Although the program prerequisites remained the same over the years, my circumstances changed dramatically. Time ran out, and I did not finish my thesis. I felt like a failure. I let this feeling of failure seep into other areas of my life. It was hard to let it go, especially since I was inspired about the writing part of the program. Ten years later, I started another master’s program in leadership, but, by then I had a full-time job and four busy children. I thought this degree would be a sign of success because education held a premium value in my family of origin. Would it have given me a sense of accomplishment, happiness, or prestige? Maybe. Would it have made a difference to Source or changed who I am? No. Looking back, Ego was definitely alive.

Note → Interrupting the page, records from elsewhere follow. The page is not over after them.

PR #447, opened 2021-01-26
Add missing sycl::queue constructors

al42and:
Hello!

Both SYCL-1.2.1 and SYCL 2020 (provisional) require two additional
constructors for the `sycl::queue` class, that directly accept device handle instead of device_selector:

```cpp
explicit queue(const context &syclContext, const device &syclDevice,
    const property_list &propList = {});

explicit queue(const context &syclContext, const device &syclDevice,
    const async_handler &asyncHandler,
    const property_list &propList = {});
```

They are currently missing in hipSYCL but seem rather trivial to add.

### DIFF
--- a/include/hipSYCL/sycl/queue.hpp
+++ b/include/hipSYCL/sycl/queue.hpp
@@ -167,36 +167,45 @@ public:
   explicit queue(const context &syclContext,
                  const device_selector &deviceSelector,
                  const property_list &propList = {})
-      : detail::property_carrying_object{propList}, _ctx{syclContext} {
-
-    _handler = _ctx._impl->handler;
-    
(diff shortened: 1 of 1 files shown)


illuhad:
Thank you! :) This is a great addition.

I wonder, would it maybe make sense to map the existing variants with the device selector on these new constructors? E.g. something like this:

```c++

explicit queue(const context& ctx, const device_selector& sel, ...)
: queue{ctx, sel.select_device(), ...} {}
```

@hipSYCL-ci-bot test again

al42and:
@illuhad 

Thanks, that's a very good point! Amended my code.

illuhad:
Lovely, thank you! :)

PR #448, opened 2021-01-28
Specify alignment when allocating buffer memory

fodinabor:
This is required for types with required alignments, otherwise bad things might happen.
As we do currently not propagate the alignment requirements of types, I just used the element size as alignment, capped at `sizeof(double) * 16` (for `sycl::vec<double, 16>` without having to couple the rt there to libkernel)
`aligned_alloc` has implementation defined requirements regarding the alignment.
As posix & Windows require the alignment to be a power of two, I borrowed LLVMs `PowerOf2Ceil` to make sure this requirement is met.

### DIFF
--- a/src/runtime/omp/omp_allocator.cpp
+++ b/src/runtime/omp/omp_allocator.cpp
@@ -29,6 +29,7 @@
 #include "hipSYCL/runtime/device_id.hpp"
 #include "hipSYCL/runtime/error.hpp"
 #include "hipSYCL/runtime/omp/omp_allocator.hpp"
+#include "hipSYCL/runtime/util.hpp"
 
 namespace hipsycl {
 namespace rt {
@@ -42,6 +43,7 @@ void *omp_allocator::allocate(size_t min_alignment, size_t size_bytes) {
   
   if(size_bytes % min_alignment != 0)
     return nullptr;
+  min_alignment = power_of_2_ceil(min_alignment);
 
   // ToDo: Mac OS CI has a problem with std::aligned_alloc
   // but it's unclear if it's a Mac, or libc++, or toolchain issue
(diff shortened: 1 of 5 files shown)


src/runtime/omp/omp_allocator.cpp
```diff
@@ -33,6 +33,29 @@
 namespace hipsycl {
 namespace rt {
 
+namespace {
+/// borrowed from LLVM
+/// Returns the next power of two (in 64-bits) that is strictly greater than A.
+/// Returns zero on overflow.
+uint64_t NextPowerOf2(uint64_t A) {
```
illuhad: `#include <cstdint>`?

src/runtime/omp/omp_allocator.cpp
```diff
@@ -33,6 +33,29 @@
...
+  A |= (A >> 32);
+  return A + 1;
+}
+
+/// Returns the power of two which is greater than or equal to the given value.
+/// Essentially, it is a ceil operation across the domain of powers of two.
+uint64_t PowerOf2Ceil(uint64_t A) {
+  if (!A)
+    return 0;
+  return NextPowerOf2(A - 1);
```
illuhad: Since this is such a small section of code, would it make sense to adapt it to the style of the surrounding code? Or maybe move it to the runtime's `util.hpp` as it might be useful in other places as well?

illuhad (commented):
Thank you! This is a great PR :)

src/runtime/omp/omp_allocator.cpp
fodinabor: in `util.hpp` already present :P

fodinabor:
Really looking forward to having @hipSYCL-ci-bot test this! :)

illuhad:
Thanks!

PR #449, opened 2021-01-28
Add subgroup-related fields to sycl::info::device

al42and:
Hello!

It seems that while the `sycl::sub_group` class is implemented fully, the related device properties (per SYCL 2020 spec) are
missing.

This PR adds the following descriptors to `sycl::info::device`:

- `max_num_sub_groups` (`uint32_t`): Set to maxThreadsPerBlock / warpSize.
- `sub_group_independent_forward_progress` (`bool`). Set to `true` for NVIDIA Volta devices, `false` otherwise. Depending on the compilation settings, warp-synchronicity can be ensured even on Volta, but the spec says "device supports," so we always return true for CC>=7.0.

When change happens, we want to scream, Wait just a minute! I’m still here. I have something to offer. I’m a good person and I didn’t ask for this to happen. Yikes! It’s beyond my control. Many of us feel that we’re not going down without a fight! We take control. Hiring a personal trainer and beginning a workout program; getting a new wardrobe, a new hairstyle, or taking a class; or traveling and expanding our knowledge become our go-to events. We resist, desperately trying to hang on and looking in every direction for help, bar one.
Inward?! We stare in disbelief. After rescuing our jaws from the floor and eating humble pie, we sheepishly focus on the realization that we, too, are impermanent. This is a rite of passage that everyone will experience sooner or later. The universe is not trying to sabotage our lives. We need to look within. Acceptance has not part of our vocabulary.
All of the “knowing” and models up to this point have not given our lives the level of love, meaning, or peace of mind that we have longed for. All that happens is that we end up grasping for other external satisfactions. If only we could stay in the present moment and gratefully accept who we are and what we have. And stop there. Contentment would surround us. Instead of a “Hail Mary” effort with our fingers crossed, our expanded heart and mind would experience triumph. Now is the time to practice acceptance see through illusions.
Inwardly speaking: What are some of the models, the “should’s,” “must’s,” “have to’s” that keep Ego in control of your life? What does the true you wish to be? Can you let go of just one model to open more space to be your authentic Self?